I felt utterly, desolately alone. I would never pretend to fully understand the abandonment Christ felt on the cross, but I think I had just the slightest taste. I believed I had left God, and in turn, God had left me.
The Lie
This, my friends, is a form of the terrible lie told to us by the evils of this world. It seduces us with what seems like a free life, a life where you are unburdened by “outdated ancient customs” that was the source of all war, the justification of prejudice, the hand-wave that allowed atrocities.
So you follow that happy lie, away and away from the path you once walked, focused on a portrait of a world happier and freer that the one you have forced yourself into.
And then the portrait is smashed, and you see you are inches from stepping off the edge of a cliff into an infinite chasm of death.
At that dark moment, the lie is nearly complete in its snare. It suddenly swaps, going from the sweet song encouraging you forward to the dark, laughter that now bars your retreat.

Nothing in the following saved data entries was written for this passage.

PR #431, opened 2026-05-31
Fix crash in rigid projectile surface mapping

griseraner:
Fixed a crash caused by invalid material mapping access on rigid-body
projectiles. Added proper CryPhysics structure initialization and
validation before accessing pe_params_part data, preventing crashes
for explosives such as Claymores, C4, and AV Mines.

### DIFF
--- a/Code/CryGame/Items/Weapons/Projectile.cpp
+++ b/Code/CryGame/Items/Weapons/Projectile.cpp
@@ -104,31 +104,44 @@ bool CProjectile::SetAspectProfile(EEntityAspects aspect, uint8 profile)
 		case ePT_Rigid:
 		{
 			SEntityPhysicalizeParams params;
+			memset(&params, 0, sizeof(params));
+
 			params.type = PE_RIGID;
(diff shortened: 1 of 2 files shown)


Code/CryGame/Items/Weapons/Projectile.cpp
```diff
@@ -104,31 +104,44 @@ bool CProjectile::SetAspectProfile(EEntityAspects aspect, uint8 profile)
 		case ePT_Rigid:
 		{
 			SEntityPhysicalizeParams params;
+			memset(&params, 0, sizeof(params));
+
```
ccomrade: Better to use `{}` instead of `memset`:
```suggestion
			SEntityPhysicalizeParams params{};
```
The same applies to other classes as well.

ccomrade (approved):

Code/CryGame/Items/Weapons/Projectile.cpp
ccomrade: 611d62e0b1bced785406b2281e4f46328ec2be20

You did this. You have no right to return. God watched you walk away, and any possible path back will be arduous and strict. You might find a lesser sort of salvation - if you don’t make a mistake ever again.
My friends. This is so untrue its laughable in context. God and his prophets knew this was the core lie, and therefore left us many stories countering this. The history of the Israelites is one of God raising up his chosen people, the people walking away, abandoning God, then being brought back to his fold. Over, and over, and over.

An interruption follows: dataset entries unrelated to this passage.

PR #432, opened 2026-06-02
Improved cloak shader

SagittaAsus:
Cloak1
Cloak3
Cloak2

I changed the intensity of the light. It looks different when you play with it.


diznq:
I don't think this belongs to the client. Shaders should be vanilla in client and it should be up to server to provide a different resource in side server pak.

SagittaAsus:
> I don't think this belongs to the client. Shaders should be vanilla in client and it should be up to server to provide a different resource in side server pak.

 Original cloak is completly useless in multiplayer. Nobody uses cloak mode (besides of the server who has an improved version). It's very easy is to spot someone.  The cloak shader is more visible when the server uses TOD and It makes it more unusable. I think we need to improve the vanilla shader. At least for now i want to replace and see if the players prefer the new one or the original one. If they doesn't like the new one, i will removed it.

diznq:
While it's true that original cloak is useless, the core idea of this client is that it doesn't alter the vanilla game unless the server explicitly enables some feature. That's why all the other features are off-by-default and must be enabled by server to work. Same can be said about shaders: if server wants a different cloak shader, it should provide it's own one.

SagittaAsus:
> While it's true that original cloak is useless, the core idea of this client is that it doesn't alter the vanilla game unless the server explicitly enables some feature. That's why all the other features are off-by-default and must be enabled by server to work. Same can be said about shaders: if server wants a different cloak shader, it should provide it's own one.

The core ideea is true, but there is another feature of this. To improve things that crytek didn't. That's the main ideea of this PR. To improve cloak shader. Not everyone knows how to code. Pretty much all the servers are dead, besides of Vibing and ToxicCity.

Jesus, tells us the parable of the prodigal son, who demands his inheritance and squanders it, and crawls back hoping to live as a slave in his father’s estate. The father, of course, runs out to his son upon seeing him, has him dressed in fine clothes and jewelry, and plans a feast of celebration.

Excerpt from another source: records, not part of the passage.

PR #434, opened 2026-06-05
Disable ThirdPerson by default

Sagitta11:
This PR disables ThirdPerson mode. We shouldn't alter the vanilla features unless the server enables it.


diznq (approved):

diznq:
I think we can do the same for mp_hitIndicator, it wasn't part of vanilla game either :D 

Ideally it would be nice if we were able to disable third person for vehicles as well. A lot of players abuse it when they use tanks to achieve bigger turret rotation range. But I guess that would be up to a new CVar like mp_vehiclesThirdPerson with 1 being default 🙄

griseraner:
Add `mp_thirdPerson 0` to default SafeWriting config, most new servers use that. After all, every server can already easily control this, and all Mister servers disabled it for example. 
Singleplayer I think should keep it enabled, works well. As well as LAN server, I prefer not to enable it manually everytime I test something :D 
Regarding hit_indicator, I would wait until we added option to toggle it in menu. 

Vehicle thirdperson, I have a prototype fix for it in the new vehicle system, so that first and thirdperson view matches better @diznq 

mp_crymp should be default `1` though

Code/CryGame/GameCVars.cpp
```diff
@@ -604,11 +603,8 @@ void SCVars::InitCVars(IConsole* pConsole)
 	pConsole->Register("mp_flyMode", &mp_flyMode, 0, OPTIONAL_SYNC, "Enable FlyMode", OnChangeFlyMode);
 	pConsole->Register("mp_pickupObjects", &mp_pickupObjects, 0, OPTIONAL_SYNC, "Allow pickup and throw objects in DX10");
 	pConsole->Register("mp_pickupVehicles", &mp_pickupVehicles, 0, OPTIONAL_SYNC, "Allow pickup and throw vehicles (requires mp_pickupObjects 1)");
-	pConsole->Register("mp_pickupMassLimit", &mp_pickupMassLimit, 0.0f, OPTIONAL_SYNC, "Specify maximum weight possible to pickup, 0 = all objects allowed");
-	pConsole->Register("mp_pickupThrowMult", &mp_pickupThrowMult, 1.0f, OPTIONAL_SYNC, "Throw multiplier for objects");
-	pConsole->Register("mp_pickupMaxVehicleCollisions", &mp_pickupMaxVehicleCollisions, 0, OPTIONAL_SYNC, "Maximum vehicle collisions untill throwing object");
 	pConsole->Register("mp_weaponsOnBack", &mp_weaponsOnBack, 0, OPTIONAL_SYNC, "Attach weapons to back as in SP");
-	pConsole->Register("mp_thirdPerson", &mp_thirdPerson, 1, OPTIONAL_SYNC, "Allow ThirdPerson mode (F1)", OnChangeThirdPerson);
+	pConsole->Register("mp_thirdPerson", &mp_thirdPerson, 0, OPTIONAL_SYNC, "Allow ThirdPerson mode (F1)", OnChangeThirdPerson);
```
ccomrade: I just realized that changing it to zero here isn't enough. Anyone can set it to one before connecting to a server and if the server doesn't set this cvar, they will have third person view enabled.

We can do the following:
- Keep `1` as the default value.
- Set it to `0` when connecting to a server. To do this, change the value here:

https://github.com/crymp-net/crymp-client/blob/c24728eb93d6d5d73349abd410c0673a5f4ab0f3/Code/CryMP/Client/ServerConnector.cpp#L110

- Add `ServerConnector::OnDisconnect()`. Call it from `Client::OnActionEvent()` like other disconnect callbacks. Set `mp_thirdPerson` back to `1` there.

This way, `mp_thirdPerson` will be safely set to zero when connecting to a server, which is the vanilla behavior. Server owners can set it to `1` if they want to. And it stays `1` by default in singleplayer and local server.

@griseraner @diznq @Sagitta11 do you all agree with this approach?

@Sagitta11 could you please implement it here?

ccomrade (changes requested):

Code/CryGame/GameCVars.cpp
diznq: In original game there was no third person mode at all in single-player. This ain't Assassins Creed :D

griseraner: Instead of going the easy way of editing a couple numbers, maybe we should edit one of the buttons in the options menu, to toggle "prefer thirdperson to be enabled/disabled by default". It should take a fraction of the time compared to the amount of hours spent in improving the thirdperson, and it's one of the early improvements of CryMP client (just have a look at the crappy original version).
I know several people who like to use the thirdperson feature, also in SP.

diznq: Well of course they like to use it since they can gain an unfair advantage over others (also known as cheat) such as seeing behind corners, higher aim range in tanks etc... Who doesn't like that? :D For example I get pretty tired from getting killed by an AA or a gauss tank from an angle that should have been impossible if the person used first person mode 🙄.

So in my opinion it is correct if this stays as a CVar set by a server with zero being the default.

griseraner: Everybody can use it once it's enabled, so it's fair. Just like vehicle third person. It won't change much as all servers who don't want it already disabled it. 🤷‍♀️

diznq: Well, then it can be disabled by default and all servers that want it enabled can enable it :D

Anyways, personally I don't care, I care more about fixing third person in vehicles than whether third person should be enabled or disabled by default. That's the real issue anyway.

ccomrade (approved):

Code/CryGame/GameCVars.cpp
ccomrade: Looks good to me now. The only potential issue is that if someone puts `mp_ThirdPerson 0` into `autoexec.cfg` for some reason, it will be reset to `1` after disconnect, but that's fine.

PR #440, opened 2026-06-25
CryPhysics Stability Improvements

griseraner:
# CryPhysics Stability Improvements

This PR adds a number of defensive fixes to improve CryPhysics stability and reduce crashes caused by invalid or inconsistent runtime state.

## Changes

* **Prevent invalid particle collision part access**

  * Added validation before accessing particle collision parts to prevent out-of-bounds access and invalid pointer dereferences.

* **Guard invalid physics change requests**

  * Added safety checks around physics state changes and queued requests to avoid invalid operations that could corrupt internal physics state.

* **Add `RayTraceEntity` safety validation**

  * Added validation for input parameters (entity, geometry pointers, hit buffer, etc.) before performing ray intersection tests.
  * Prevents crashes caused by invalid entities or malformed ray trace requests.

* **Improve typed entity list handling**

  * Improved `ChangeEntitySimClass()` by validating an entity's actual typed-list ownership instead of relying only on its previous simulation class.
  * Helps prevent duplicate list insertion and typed-list corruption, which could eventually lead to crashes during physics updates.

Jesus himself, after his closest friends on Earth abandoned him wholesale in the darkest moment of creation, even denying their association to him multiple times, returned to them, greeted them as friends, and rights their wrongs, empowering the apostles to go on and grow the early church with fearless courage.
Casting out, and reaching out
I had made this mental journey, but I still feel the physical aftershocks. Looking back, I find myself noting a moment in retrospect, when the terror stopped being my terror. This was the terror of something inside me that had taken root, and realized it had been found and revealed, and was to be cast out, totally powerless to act.
Scared, but hopeful
So I’m still washing the waves of terror off as I write this. But I had already been given hope, even before I knew to ask. Shivering, terrified, I asked for forgiveness, and I asked for peace. I also asked for a friend. I was so tired, so afraid. I asked God to send someone to reach out to me in that moment because I didn’t have the energy to do so myself. This was sometime after midnight.
I eventually fell into a restless sleep.
I woke up, and the terror was gone for a moment, but began to descend again quickly. I reached to my phone as a distraction. A text had come in the night before, around 11:30 PM. My friend and college roommate, who hadn’t talked to me in six months, had sent me a text.
“Hey, we should hang out. A lot has happened in my life, and I want to catch up.”
God has answers to our prayers before we know to ask them.